* _Goal of the exercise_:
Please copy every line of the data in which the string "roughly" appears.

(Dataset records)
----

PR #382, opened 2026-04-02
feat: add quickstart scripts for automated Wolf deployment

JBailes:
## Summary

- Adds the quickstart scripts (from [JBailes/wolf](https://github.com/JBailes/wolf/tree/main/quickstart)) into the official repo under `quickstart/`
- Updates all download URLs in the scripts to point to `games-on-whales/wolf` (stable branch) instead of `JBailes/wolf`
- Updates `quickstart.adoc` to prominently feature the automated setup with a clear `curl` one-liner, while preserving the existing manual Docker/Podman/Proxmox instructions under a "Manual setup" section

The quickstart scripts auto-detect the user's environment (Proxmox, LXC, Incus, Unraid, TrueNAS, NixOS, Docker, or Podman) and handle GPU detection, udev rules, NVIDIA driver volumes, and Wolf + Wolf Den deployment automatically. See the [quickstart README](https://github.com/games-on-whales/wolf/blob/aimee/quickstart-scripts/quickstart/README.md) for full documentation.

### Scripts included

| Script | Purpose |
|---|---|
| `wolf.sh` | Entry point: detects environment, downloads helpers, dispatches |
| `common.sh` | Shared helpers: GPU detection, compose generation, udev rules, NVIDIA volume |
| `configure.sh` | Container-side setup (used by Proxmox/LXC/Incus) |
| `docker.sh` | Docker Compose deployment |
| `podman.sh` | Podman Quadlet + systemd deployment |
| `proxmox.sh` | Proxmox LXC creation with GPU passthrough |
| `lxc.sh` | Standalone LXC container creation |
| `incus.sh` | Incus container creation |
| `unraid.sh` | Unraid deployment with boot persistence |
| `truenas.sh` | TrueNAS SCALE deployment with ZFS + midclt init scripts |
| `nixos.sh` | NixOS module generation (declarative) |

Supersedes #380.

## Test plan

- [ ] Verify `curl` command in quickstart.adoc downloads `wolf.sh` correctly from the `stable` branch once merged
- [ ] Test `wolf.sh` on Docker environment
- [ ] Test `wolf.sh` on Proxmox environment
- [ ] Verify quickstart.adoc renders correctly in Antora docs


docs/modules/user/pages/quickstart.adoc
```diff
@@ -2,9 +2,24 @@
 
 Wolf runs as a single container, it'll spin up and down additional containers on-demand.
 
-You can run the quickstart script directly with `curl -sSL https://raw.githubusercontent.com/jbailes/wolf/main/quickstart/wolf.sh | bash` or see the quickstart guide and script at https://github.com/JBailes/wolf/tree/main/quickstart for a fully automated script that will handle setting the environment up for you.
+== Automated setup (recommended)
```
ABeltramo: I wouldn't say this is recommended until we have some feedback from users actually running this. I'd put instead `beta, use at your own risk` or something along those lines

docs/modules/user/pages/quickstart.adoc
```diff
@@ -2,9 +2,24 @@
...
 
-== Docker
+The quickstart script auto-detects your environment (Proxmox, LXC, Incus, Unraid, TrueNAS, NixOS, Docker, or Podman) and sets up Wolf + Wolf Den automatically:
+
+[source,bash]
+....
+curl -fsSLO https://raw.githubusercontent.com/games-on-whales/wolf/stable/quickstart/wolf.sh
+chmod +x wolf.sh
+sudo ./wolf.sh
```
ABeltramo, line 18: Does it really need `sudo`? If it's required we should specify where and why that's required.

quickstart/configure.sh
```diff
@@ -0,0 +1,77 @@
...
+        chmod a+r /etc/apt/keyrings/docker.gpg
+
+        echo "deb [arch=$(dpkg --print-architecture) signed-by=/etc/apt/keyrings/docker.gpg] \
+https://download.docker.com/linux/debian $(. /etc/os-release && echo "$VERSION_CODENAME") stable" \
+            > /etc/apt/sources.list.d/docker.list
+
+        apt-get update -qq
+        apt-get install -y --no-install-recommends \
+            docker-ce docker-ce-cli containerd.io docker-compose-plugin
+        info "Docker installed"
```
ABeltramo, line 26: We shouldn't do this, stuff like this gets out of date fast. We should error out possibly pointing to the official [Docker docs](https://docs.docker.com/get-started/).  

Also, how about users having Podman that don't want Docker installed?

quickstart/common.sh
```diff
@@ -0,0 +1,635 @@
...
+    docker compose -f /opt/wolf/docker-compose.yml pull
+    docker compose -f /opt/wolf/docker-compose.yml up -d
+
+    sleep 5
+    if docker compose -f /opt/wolf/docker-compose.yml ps --format '{{.Service}} {{.State}}' | grep -q "running"; then
+        info "Services are running"
+    else
+        warn "Some services may not be running yet. Check: docker compose -f /opt/wolf/docker-compose.yml ps"
+    fi
+}
```
ABeltramo: How about podman?

quickstart/common.sh
```diff
@@ -0,0 +1,635 @@
...
+
+[profiles.apps.runner]
+type = "docker"
+name = "WolfSteam"
+image = "ghcr.io/games-on-whales/steam:edge"
+mounts = ["/etc/wolf/steam:/home/retro:rw"]
+env = ["PROTON_LOG=1", "RUN_SWAY=true"]
+TOML
+}
+
```
ABeltramo, line 409: Why doing this? Wolf is perfectly capable of creating the default when it first starts. This isn't even a valid config file it's missing the encoders amongst other things.

quickstart/common.sh
```diff
@@ -0,0 +1,635 @@
...
+            ;;
+        AMD|Intel)
+            cat > "$compose_file" <<YAML
+services:
+  wolf:
+    image: ghcr.io/games-on-whales/wolf:stable
+    environment:
+      - WOLF_RENDER_NODE=${render_node}
+      - XDG_RUNTIME_DIR=/tmp/sockets
+      - WOLF_CFG_FILE=/etc/wolf/cfg/config.toml
```
ABeltramo: No need to rewrite something that is default already.

quickstart/nixos.sh
```diff
@@ -0,0 +1,319 @@
...
+  # Udev rules for Wolf virtual input devices
+  services.udev.extraRules = ''
+    KERNEL=="uinput", SUBSYSTEM=="misc", MODE="0660", GROUP="input", OPTIONS+="static_node=uinput", TAG+="uaccess"
+    KERNEL=="uhid", GROUP="input", MODE="0660", TAG+="uaccess"
+    KERNEL=="hidraw*", ATTRS{name}=="Wolf PS5 (virtual) pad", GROUP="input", MODE="0660", ENV{ID_SEAT}="seat9"
+    SUBSYSTEMS=="input", ATTRS{name}=="Wolf X-Box One (virtual) pad", MODE="0660", ENV{ID_SEAT}="seat9"
+    SUBSYSTEMS=="input", ATTRS{name}=="Wolf PS5 (virtual) pad", MODE="0660", ENV{ID_SEAT}="seat9"
+    SUBSYSTEMS=="input", ATTRS{name}=="Wolf gamepad (virtual) motion sensors", MODE="0660", ENV{ID_SEAT}="seat9"
+    SUBSYSTEMS=="input", ATTRS{name}=="Wolf Nintendo (virtual) pad", MODE="0660", ENV{ID_SEAT}="seat9"
+  '';
```
ABeltramo: All these rules are repeated multiple times, we should have a single place where we set them and everything reads from one place. Otherwise this will go out of sync as soon as we need a change.

ABeltramo (changes requested):
Just took a quick look over this massive PR. I'm not convinced on the direction this is going.. It's already massive and with too many assumptions; supporting all possible combinations of user environments it's going to be painful.

quickstart/configure.sh
JBailes: This is only used when we generate a (LXC only perhaps) container (Or should be, you are having me look through all my assumptions now). I fixed the core issue you had, however.

docs/modules/user/pages/quickstart.adoc
JBailes: Yep, had this fixed awhile ago, but I now stress that it's beta ;)

docs/modules/user/pages/quickstart.adoc
JBailes: It depends on the system, truthfully, and user perms. This is really good feedback, I'm working on it now.

quickstart/common.sh
JBailes: Podman does have it's own scripts.

ABeltramo:
I was thinking about this script and I had an idea: instead of installing stuff and potentially mess up the user environment, why don't we output a file and an explanation on what to do with it?  

For example: in most cases we just need to output a `compose.yml` with the "right stuff" in it. For LXC it would be the config file. NixOS? Just output a flake.  

This way we only provide a suggested configuration:
- users can review and understand what's going on
- the script doesn't need `sudo` or any privilege
- we can't mess up anything because we don't install anything
- they can post the configuration in use when asking for help

This should simplify things massively, to the point where it mostly becomes like a good old wizard config 😅

JBailes:
> I was thinking about this script and I had an idea: instead of installing stuff and potentially mess up the user environment, why don't we output a file and an explanation on what to do with it?
> 
> For example: in most cases we just need to output a `compose.yml` with the "right stuff" in it. For LXC it would be the config file. NixOS? Just output a flake.
> 
> This way we only provide a suggested configuration:
> 
> * users can review and understand what's going on
> * the script doesn't need `sudo` or any privilege
> * we can't mess up anything because we don't install anything
> * they can post the configuration in use when asking for help
> 
> This should simplify things massively, to the point where it mostly becomes like a good old wizard config 😅

This is roughly my final point on where I want to go with the script. I view it as being 3 steps:

1) Script built
2) Script tested
3) Script split into OS-specific deployments, e.g. TRUENAS Community App, Unraid Community Plugin, Proxmox Community Script, etc.

JBailes:
> Just took a quick look over this massive PR. I'm not convinced on the direction this is going.. It's already massive and with too many assumptions; supporting all possible combinations of user environments it's going to be painful.



> > I was thinking about this script and I had an idea: instead of installing stuff and potentially mess up the user environment, why don't we output a file and an explanation on what to do with it?
> > For example: in most cases we just need to output a `compose.yml` with the "right stuff" in it. For LXC it would be the config file. NixOS? Just output a flake.
> > This way we only provide a suggested configuration:
> > 
> > * users can review and understand what's going on
> > * the script doesn't need `sudo` or any privilege
> > * we can't mess up anything because we don't install anything
> > * they can post the configuration in use when asking for help
> > 
> > This should simplify things massively, to the point where it mostly becomes like a good old wizard config 😅
> 
> This is roughly my final point on where I want to go with the script. I view it as being 3 steps:
> 
> 1. Script built
> 2. Script tested
> 3. Script split into OS-specific deployments, e.g. TRUENAS Community App, Unraid Community Plugin, Proxmox Community Script, etc.

To add more detail:

Bigger picture from here, with every wolf release, we'd release these automatically into the relevant community locations. Scripts would be there purely to generate the relevant community plugin/app/etc., which then makes it a "Go get our community app" installation.

ABeltramo:
I'm not sure I'm following, which community locations are you thinking about? What I was thinking was much simpler: a script that basically spits out the recommended config for the system in use. No more, no less than an assisted pick from one of the options on the quickstart guide.

JBailes:
> I'm not sure I'm following, which community locations are you thinking about? What I was thinking was much simpler: a script that basically spits out the recommended config for the system in use. No more, no less than an assisted pick from one of the options on the quickstart guide.

https://apps.truenas.com

Basically, my bigger goal is upon release, then it would create apps on various targets. I.e. there's been asks for unraid community plugins as another example. I think your idea is solid too, though.

PR #384, opened 2026-04-05
Replace existing controller on re-arrival instead of skipping

kmreisi:
## Summary

When a Moonlight client reconnects, it sends CONTROLLER_ARRIVAL for controllers that may already exist in the session (carried over via resume). Previously this was skipped with a TODO comment, leaving stale virtual devices in the container.

Now the old pad is unplugged (UnplugDeviceEvent) and removed from the joypads list before creating a fresh one, ensuring the container always has exactly one device per controller after reconnect.


kmreisi:
Closed in favour of https://github.com/games-on-whales/wolf/pull/385

PR #385, opened 2026-04-05
Add Nintendo Switch Pro Controller support

kmreisi:
## Summary

Adds full Nintendo Switch Pro Controller support, enabling:

- Gyroscope and accelerometer motion forwarding (requests motion events from Moonlight for Nintendo controller types, same as already done for PS5)
- Proper Pro Controller identity with Bluetooth bus, stable MAC-based UNIQ, and correct VID/PID so hid-nintendo binds and SDL recognizes the device
- Only hidraw and IMU evdev nodes are exposed to the container (the evdev joystick node is skipped to prevent SDL from creating a duplicate controller via both HIDAPI and evdev paths)
- Face button remapping (A↔B, X↔Y) via a `translate_buttons()` helper to compensate for SDL HIDAPI's Nintendo→Xbox remap on read
- Tests covering Switch metadata consistency, reconnect plug/unplug, and replayed Moonlight packet ranges

## Dependencies

Requires the inputtino Switch Pro UHID backend: games-on-whales/inputtino#37


src/moonlight-server/control/input_handler.cpp
```diff
@@ -17,6 +17,50 @@ using namespace wolf::core;
...
+    if (buttons & B)
+      out |= A;
+    if (buttons & X)
+      out |= Y;
+    if (buttons & Y)
+      out |= X;
+    return out;
+  }
+  return buttons;
+}
```
evertonstz: Is not the remap too opinionated to be in the server? We have an option to invert these in the moonlight clients.

kmreisi: I had some thoughts on this, at the end I decided that in this case it might make sense to have it in the server. Not sure on this :-D

When we do it like this, on the server, the "default" is to behave as written as on the controllers.

You can still use the client to "swap", and then it swaps and not restores the default....

I would be fine to change this :-)

evertonstz: Maybe the maintainers will have a better input on this xD

kmreisi: Lets see what the maintains say to this, I moved it btw to inputtino, but the outcome is the same, we map SDL buttons to the correct buttons on the controller:

https://github.com/games-on-whales/inputtino/pull/37/changes#diff-63e7815f1b2d8380301e2a5f77a53ba4dd248c2758bfa5a66d680f27f0c9c93aR492

:-)

kmreisi:
Superseded by #445: with wolf consuming inputtino's runtime joypad factory, Switch Pro (and now Joy-Con) support comes from inputtino directly, so the per-controller workarounds here are no longer needed. Closing in favour of #445.

PR #388, opened 2026-04-09
docs: fix error in steam path inside docker

ramadhanafif:
the current steam dir has moved from `~/.steam/debian-installation` to `~/.steam/steam`


ABeltramo:
I'm holding this off because we are also moving to Fedora so the Steam location might change again..

PR #452, opened 2026-07-02
fix(lobby): deliver device unplug events to the lobby container

kmreisi:
## Problem

Hot-plugging a controller (disconnect then reconnect) while a Moonlight session is inside a lobby app (e.g. Steam) doesn't reach the app — the reconnected pad never shows up. A plain Wolf-UI session is fine; it only breaks once the session has joined a lobby.

## Cause

The lobby's `UnplugDeviceEvent` handler re-fires the event to the lobby's runner as a **bare** `events::UnplugDeviceEvent`:

```cpp
app_state->event_bus->fire_event(
    events::UnplugDeviceEvent{.session_id = lobby->id, ...});
```

Every handler registers for `immer::box<events::UnplugDeviceEvent>`, and `dp::event_bus` keys handlers by `typeid(EventType)`. So the unboxed event matches no handler and is silently dropped — the lobby container never receives the remove.

The stale device node then makes the next replug fail at `mknod ... File exists`, and since the plug command is `mknod ... && fake-udev`, the `&&`-chained ADD uevent never fires, so the app never sees the reconnect.

The sibling paths (plug relay, join, leave) all box the event; this one didn't — it has been this way since lobbies were introduced.

## Fix

Box the relayed event, matching the other paths. Includes a regression test that drives the relay through `setup_lobbies_handlers` (no compositor required).

### DIFF
--- a/src/moonlight-server/sessions/lobbies.cpp
+++ b/src/moonlight-server/sessions/lobbies.cpp
@@ -313,10 +313,10 @@ setup_lobbies_handlers(const immer::box<state::AppState> &app_state,
         immer::vector<events::Lobby> lobbies = app_state->lobbies->load();
         if (auto lobby = state::get_lobby_by_connected_session(lobbies, unplug_device_event->session_id)) {
           logs::log(logs::debug, "[LOBBY] Unplug device for session {}", unplug_device_event->session_id);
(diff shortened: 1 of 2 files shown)


ABeltramo (approved):
Thanks, LGTM

Issue #451, opened 2026-06-30
DualSense input leaks into host


lyubomirv:
Host system:
OS: Arch
DE: Gnome, on Wayland
GPU: Rx 7900 XT
Monitors: 2 monitors

Client:
Chromecast with Google TV
DualSense controller

I'm running Wolf and have two apps installed - Steam and Heroic. Initially I've noticed that when I'm playing a game the controller's touchpad (which works fine in the game) also controls the mouse pointer on the host. When testing further using a browser-based gamepad tester, I actually see that I get all input from the controller on my host's desktop.

I initially saw this in the Heroic app and thought that it might be something related to it but then tested Steam as well and even just the Wolf UI - it's all the same. I can see the DualSense being detected as a Wolf DualSense by the testing web page on the host as soon as I open the Wolf UI app in Moonlight, and disconnected as soon as I close it.

I thought input should be isolated, so am I doing something wrong?

The only settings that I've changed in the TOML config file are:
- The name of the host
- Force the controller to be a PS one for the first client
- Map the host dirs where my Steam/Heroic games are installed for those app containers

JBailes:
See https://github.com/games-on-whales/unraid-plugin/issues/57  for other reports of this.

lyubomirv:
I'm not sure this is the same. I'm not using unraid, and I'm not experiencing leaking from apps into wolf ui and starting other apps. Of course, it might still be the same issue, though, just saying.

ABeltramo:
Have you added the udev rules as described in the [quickstart guide](https://games-on-whales.github.io/wolf/stable/user/quickstart.html#_virtual_devices_support)? With those applied, the joypads will only be available to `root` and it'll block access to any other user effectively achieving isolation. Unless you log in your system as `root` that is..

lyubomirv:
Yes, I have. And I am not logging into my desktop as root.

However, what I noticed back when I added those rules, is that it was a kind of an odd location for my system. The directory `/etc/udev/rules.d/` was completely empty and these rules file was the first thing I added. I remembered that Sunshine also has some similar rules file and found that it is located in `/usr/lib/udev/rules.d/` - where I found a huge amount of other rules files. So this seemed like the proper location.
I tried moving the wolf rules there but it was exactly the same.

[...]

PR #453, opened 2026-07-04
Change the name of the PS5 controller in the rules file to DualSense

lyubomirv:
Change the name of the PS5 controller in the rules file to DualSense in order to match what the device is registered as.

The current rules file doesn't catch the DualSense correctly which leads to it being detected by the host and its input is leaked.

Found in #451


lyubomirv:
Seems like this is superseeded by #455. Closing.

----

* _Exercise result_:
This is roughly my final point on where I want to go with the script. I view it as being 3 steps:
> This is roughly my final point on where I want to go with the script. I view it as being 3 steps:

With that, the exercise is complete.